Officer E was subjected to lengthy questioning because the circumstances indicated that he could have been responsible for the blow. When detectives accused him of trying to mislead them, his solicitor advised him not to answer any more questions.

"[Officer E] has not given a credible account of his movements and it is disturbing," Commander Cass wrote.

The most serious aspect of this case has, without doubt, been the obstruction of the investigating officer in the execution of their duty
Cass report

"There was no doubt that he was suffering from stress which together with his driving personality attaches to him grave suspicion, if not as the officer responsible but for concealing it.

"He has since transferred from the Special Patrol Group. He is a [redacted] and I have reason to believe he was well thought of with potential for high rank."

But Commander Cass said there was insufficient evidence to charge any officer with the death.
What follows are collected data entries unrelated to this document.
Issue #312, opened 2026-08-06
Approval-wait loops poll on a fixed interval and abort on 429


jisung-02:
## Summary

#309 fixed the command-status poll loop in `api/event/event.go`, and explicitly left the approval-wait loops out of scope. Those loops have the same problem in a different shape: they poll on a fixed interval with no backoff, they ignore the `Retry-After` the client now exposes, and — unlike the command poll, which merely starved — a single 429 aborts the wait outright.

## 1. `exec --wait` re-attempt loop (highest impact)

`cmd/exec/run.go:248`

```go
ticker := time.NewTicker(approvalWaitPollInterval)  // 5s, fixed
```

Each tick re-submits the command through `runPresenceStepUp`, so a tick is not one request. `RunCommandStreaming` performs `CreateEventSession`, a WebSocket connect, `SubmitCommand`, `SubscribeEvent`, `getCommandChunks`, and at least one status GET — five or more HTTP requests per tick.

- default `--wait` (5m): ~60 ticks, ~300 requests
- `--wait-approval 30m`: ~360 ticks, ~1,800 requests, past the default `service_token: 1000/hour` quota before the wait ends

The failure mode is worse than a starved deadline. A 429 is neither a `RemoteCommandError` nor an approval denial, so `isApprovalDenial(err)` is false and the loop takes the terminal branch at `cmd/exec/run.go:277`:

```go
spinner.Stop()
return err
```

The wait ends with the throttle error it caused, while the approval request is still perfectly valid.

There is a design constraint here worth naming: as the comment at `cmd/exec/run.go:213` explains, the plugin's denial line carries no approval request id and this credential channel has no approval-status endpoint (ADR 0015 moves approval out of band), so re-running the command is the only poll available. Slowing the tick reduces the cost but does not make it cheap; a status endpoint the CLI could poll instead would.

## 2. `work-session create --wait` (no retry at all)

`cmd/worksession/worksession_create.go:437`

```go
s, err := wsapi.GetWorkSession(ac, id)
if err != nil {
    return nil, fmt.Errorf("polling failed: %w", err)
}
```

One GET per 10s tick (`pollInterval`), so request volume is not a concern — 30 requests over the 5-minute default. The issue is that any transient error ends the wait: a single 429, or a brief network blip, discards a wait the user asked to run for 30 minutes.

## 3. MFA step-up polls (lower priority)

[...]

PR #313, opened 2026-08-06
fix(event): pace the command poll and back off when throttled

### LINKED ISSUE #309: exec/websh polling: fixed 1s tick ignores 429/Retry-After and times out long-running commands under service-token throttling
## Summary

When the event-WebSocket path is unavailable and `websh`/`exec` falls back to polling, the poll loop ticks at a fixed 1s, ignores HTTP 429 (including the server's `Retry-After`), and only resets its 30-minute deadline on a running-status response. Under alpacon-server's default service-token throttle (`service_token: 1000/hour`), any long wait deterministically exhausts the quota and then starves itself: the loop keeps consuming freed slots at 1 req/s, never receives a successful response, and dies with `[client_timeout]` — even when the remote command finished long ago.

## Observed (production CI, 2026-08-05)

Three consecutive `Deploy Alpacon AI` runs in alpacax/iac-onprems failed this way. Every websh in CI first prints:

```
Warning: real-time output unavailable (failed to create event session: You do not have permission to perform this action.); falling back to polling
```

(the CI service token lacks the `event_session` scope), then:

- Run A: `docker compose up` blocked on a large image pull; after ~40 min of 1s polling → `Error: [client_timeout] CLI gave up waiting for the server to report a result`
- Run B: a **no-op** `manage.py migrate` finished server-side in seconds (`No migrations to apply.` was eventually delivered), but its result GET was throttled for 30 straight minutes → `[client_timeout]`, exit 1
- Run C: quota still hot from B → the next websh failed at submission: `Error: failed to execute command on 'r770-1' server: Request was throttled. Expected available in 29 seconds.`
- Collateral: a subsequent `alpacon login` on the same account: `Login failed: Request was throttled. Expected available in 649 seconds.`

## Mechanism

`api/event/event.go`:

- `PollCommandExecution` → `pollCommandExecution(ac, cmdId, execTimeout(), 1*time.Second, false)` — fixed 1s tick, default 30m deadline (`ALPACON_EXEC_TIMEOUT`)
- Inside the loop:

```go
responseBody, err := ac.SendGetRequest(...)
if err != nil {
    continue   // 429 (and any other error) retried on the next 1s tick; Retry-After discarded
}
```

- The deadline timer resets only on `IsRunningStatus(response.Status)`. While throttled there are no successful responses, so the timer can never reset — an already-completed command's result becomes unfetchable and the wait dies at the deadline.

The arithmetic: 1 req/s = 3,600 req/h against a 1,000/h default quota — a single ~17-minute wait exhausts it; after that, the 1s loop eats each freed slot, so recovery never happens while the loop runs.

## Proposed fix (three parts)

1. **Honor 429 properly.** `client.go` already attaches the HTTP status to errors (`withStatus` / `utils.HTTPStatusCode`), so the loop can branch on 429 today; additionally surface the `Retry-After` header on the error and sleep that long (falling back to exponential backoff, e.g. 2s→4s→…cap 60s, when absent). Reset backoff on the first success. Non-429 transient errors get a milder backoff (cap ~15s) instead of a 1s hammer.
2. **Decay the poll tick.** Keep 1s for the first ~10s (snappy short commands), then grow to a cap of 5–10s. A 30-minute wait drops from ~1,800 requests to ~200–360, fitting inside the default quota with headroom.
3. **Treat 429 as liveness for the deadline.** A 429 means the server is alive and pushing back, not that the command is lost; it should not let the deadline starve a command whose result is already available. Keep an absolute overall cap to avoid unbounded waits.

## Notes

- Complementary server-side mitigations exist (per-token `rate_limit` override; granting the `event_session` scope restores WebSocket streaming and removes polling entirely), but the CLI should still behave correctly under throttling — any fallback-to-polling client with a long-running command currently cannot succeed within the default quota.
- `cmd/exec/run.go`'s `approvalWaitPollInterval` (5s) is a separate, already-throttled loop and is not part of this issue.

jisung-02:
## Background

When the event WebSocket is unavailable, `exec` and `websh` fall back to polling the command's status on a fixed 1s tick. That is 3,600 requests an hour against alpacon-server's default `service_token: 1000/hour`, so the quota is gone in about 17 minutes—and once it is gone the loop starves itself, spending every freed slot on a request that is throttled again. #309 has the production CI evidence: a no-op `manage.py migrate` that finished server-side in seconds was reported as `[client_timeout]` after 30 minutes of throttled polling, and the exhausted quota then broke an unrelated `alpacon login` on the same account.

The loop also discarded the server's `Retry-After`, which the client layer never exposed in the first place.

## Changes

The poll gap now follows the command's age and the server's answers, the deadline is no longer spent on requests that were refused, and the streaming path stops waiting for a poll to notice the command is over.

| Location | What changes |
|---|---|
| `withRetryAfter`, `utils.RetryAfter` | `Retry-After` rides the error chain next to the status code, reachable the same way `utils.HTTPStatusCode` already reaches the status. Only the delta-seconds form is parsed—alpacon-server sends seconds through DRF throttling, and a misread HTTP-date would park a poll until the deadline. All three response paths tag it: JSON, non-JSON (a gateway throttle answers with its own HTML), and `SendMultipartStreamRequest`. A value too large for a `time.Duration` is treated as no hint rather than allowed to wrap |
| `nextPollTick` | The gap widens with the poll's age—base tick for the first 10 ticks, 5x through 60, 10x after. A 30-minute wait drops from ~1,800 requests to ~200. Age runs from where the poll starts rather than from submission, so a command resuming after an approval hold gets the fast window again; that is the forgiving direction and is left alone |
| `nextPollBackoff` | Doubles on consecutive failures up to 60 ticks, with the server's `Retry-After` preferred when it sends one. The same cap covers `Retry-After`, so a value the server picks cannot park the loop until the deadline |
| `pollCommandExecution` deadline | Time lost to a 429 extends the deadline instead of spending it: a throttled GET says nothing about the command, which may well have finished already. The extension has a budget of one more timeout, spent whole on the last extension rather than trimmed, so the ceiling is one timeout plus one backoff wait and a token permanently over quota gives up instead of extending forever. Trimming it would let a mandated wait expire the deadline mid-sleep, so the loop would serve the wait and never make the poll it waited for. The budget is capped by count as well—60 grants—because a duration alone converts to whatever request count the server's chosen wait dictates: 30 minutes of extension is 30 polls at the capped 60s wait and 1,800 at a flat `Retry-After: 1`. A running status refreshes both along with the deadline they belong to |
| `pollCommandExecution` warning | One warning per throttled stretch: the first 429 warns, and reported progress clears the flag along with the allowance it belongs to, so a second stretch minutes later is not silent either. With the extension budget the wait can approach two timeouts, and a silent `alpacon exec` is indistinguishable from a hung one |
| `pollCommandExecution` wait, `pollSeams` | The timer and ticker become one computed wait, which also drops the drain-before-`Reset` dance the running-status branch needed. It never runs past the deadline, so `[client_timeout]` is reported at the deadline it names rather than one gap later—10 ticks at the slow pace, 60 once a throttle widened it. The wait is a channel receive rather than a sleep so it can lose to a cancel, and `pollSeams` carries the clock behind it—passed in, not a package var, since a poll can outlive the stream that started it by an in-flight request |
| `errPollCancelled`, `streamSubscribed` cancel | The poll ends when the run does. A run that exits on the fin left its poll behind, and since the command is already over the orphan spends one more request of the very budget this pacing protects—twice over for a process that opens a second stream, which `cmd/exec`'s MFA retry does |
| `EventTypeCommandFin`, `CommandOutputListener.Finished` | A wider poll gap would otherwise show up as tail latency on the streaming path, where the poll is not the output carrier but the only thing that notices the command is over: chunks carry no end marker, so an `alpacon exec` could sit for up to 10 ticks after its output had already arrived. alpacon-server publishes `command_fin` when alpamon reports the command handled, on the same channel and frame shape as the chunks, so the listener reports that too. The subscription is per server, so the listener filters on the command id in the payload |
| `streamSubscribed` | The run ends on the fin. The fin only says it is over, so the exit code still comes from one GET; a read that fails, or that lands on a status the poll would keep waiting on, falls back to the poll rather than reporting a half-finished run. Both paths ask the same `isPollWaitStatus`, so the approval hold and the transient `error` of the approve-to-deliver window mean the same thing on either. The poll stays as the net for everything fin does not cover—a rejected command, an agent that never fins, a dropped WebSocket |

## Behaviour change

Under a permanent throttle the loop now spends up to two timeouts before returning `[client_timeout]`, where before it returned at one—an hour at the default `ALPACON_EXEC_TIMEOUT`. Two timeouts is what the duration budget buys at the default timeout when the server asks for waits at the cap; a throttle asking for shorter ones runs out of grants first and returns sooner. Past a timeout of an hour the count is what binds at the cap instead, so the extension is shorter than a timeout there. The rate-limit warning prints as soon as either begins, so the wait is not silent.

"Whilst it can reasonably be concluded that a police officer struck the fatal blow, and that that officer came from carrier 1-1, I am sure that it will be agreed that the present situation is far from satisfactory and disturbing.

"The attitude and untruthfulness of some of the officers involved is a contributory factor."

He went on: "The most serious aspect of this case has, without doubt, been the obstruction of the investigating officer in the execution of their duty."

"It can be clearly seen from the various statements and records of interviews with these officers that their explanations were seriously lacking and in the case of Officer E, Officer F and Officer H, there was deliberate attempt to conceal the presence of the carrier at the scene at the vital time."

An excerpt of the Cass investigation
An excerpt from the Cass investigation

John Cass finished his report in September 1979 and recommended that Officers E, H and F be charged.

"I strongly recommend that proceedings be taken against Officer E, Officer H and Officer F for obstructing police in the execution of their duty, conspiring to do so and attempting or conspiring to pervert the course of justice."

The files were sent to the Director of Public Prosecutions, Sir Thomas Hetherington. On 9 October, he responded with a letter to the Metropolitan Police Commissioner, Sir David McNee.

"I have now considered your two reports dated 12 July 1979 and 14 September 1979 concerning the death of Blair Peach and allied matters. In my opinion the evidence is not sufficient to justify and criminal proceedings against any of the police officers named in the reports."